One of my snails has been in one spot on the glass of my aquarium for the past five days. I tapped on the glass where it was lightly to see what it would do and his tentacles would come out and feel around, but then it would go back to the way it was. Then when I checked on it again most of its body was curled up into its shell, with only its bottom holding on the the glass. This morning it was completely curled up into its shell in a weird looking way and it hasn't moved since. It seems to be dead, but I thought I should ask someone with more experience with snails. I've heard they sometimes do things that make people think they are dead when they are not, so I wanted to hear more thoughts on the matter.


----------



## Sena Hansler (Aug 24, 2011)

If I suspect a dead snail, I remove them into their own tub of water.

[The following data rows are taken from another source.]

PR #781, opened 2026-06-27
fix(workspace): base auto-detected worktrees on freshly-fetched default

JBailes:
## Problem

When aimee auto-detects the base for a new session worktree, `worktree_detect_base_branch()` resolved it to `origin/HEAD`'s remote-tracking ref or a local `main`/`master`/`trunk` **without fetching first**. A fresh worktree could therefore fork off a *stale* local copy of the default branch and collide at integration time — the direct cause of a recent spurious merge-conflict episode (local `stable` was behind `origin/stable`).

Basing new worktrees/branches on a stale default is a poor user experience: the work looks fine until it's merged.

## Fix

`worktree_detect_base_branch()` now:
1. Resolves the default branch **name** (`origin/HEAD` with the `origin/` prefix stripped, else local `main`/`master`/`trunk`).
2. Does a best-effort `git fetch origin <name>`.
3. Prefers the freshly-fetched `origin/<name>` as the base ref, falling back to the local branch (remote-less repo) then `HEAD`.

### Scope

Deliberately limited to the **auto-detect path** (SessionStart hooks, guardrails, lifecycle fallback). Explicit-`base_ref` callers are unchanged and already correct:
- `session_checkout_worktrees` already fetches `origin/<primary>` before basing.
- Delegate worktrees intentionally base on the parent anchor's **local HEAD** to inherit uncommitted WIP — fetching would defeat that.

The fetch mirrors `session_checkout_worktrees`' existing best-effort fetch; offline/remote-less repos fall back to local refs.

## Verification

- Builds clean under `-Werror -Wextra` (LTO).
- `unit-test-guardrails` passes, including the three `worktree_detect_base_branch` cases (faked-`origin/main` repo keeps `origin/main`; no-remote-default falls to local `main`; nonexistent repo → `HEAD`).
- Real-remote smoke test: a stale local `origin/main` is refreshed to the new upstream HEAD before being chosen as the base.

## Known consideration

If they "fall apart" Insides seep out, fall out...) or do not move for the day's worth, I claim them as dead x.x


----------



## Susukihotaru (Apr 4, 2013)

I think I will try that, then. Thank you.


----------



## Sena Hansler (Aug 24, 2011)

I had my apple snail die (pestered to death... Mean female bettas!!) and when I lifted him out he kinda... Oozed out. It was gross. Be warned there might be a rotten egg smell....


----------



## Silverfang (Mar 25, 2011)

A dead snail will smell to the high heavens. You will never forget that smell.


----------



## Susukihotaru (Apr 4, 2013)

After I moved it into something else, he didn't move at all and I decided he was dead this morning. He didn't seep out or anything though, and I didn't want to experience the smell, so I put it in a cup to dispose of. Poor guy, I don't think he was old, so he must have gotten sick. How long do snails live for on average? I have 4 others, but only for about six months.


----------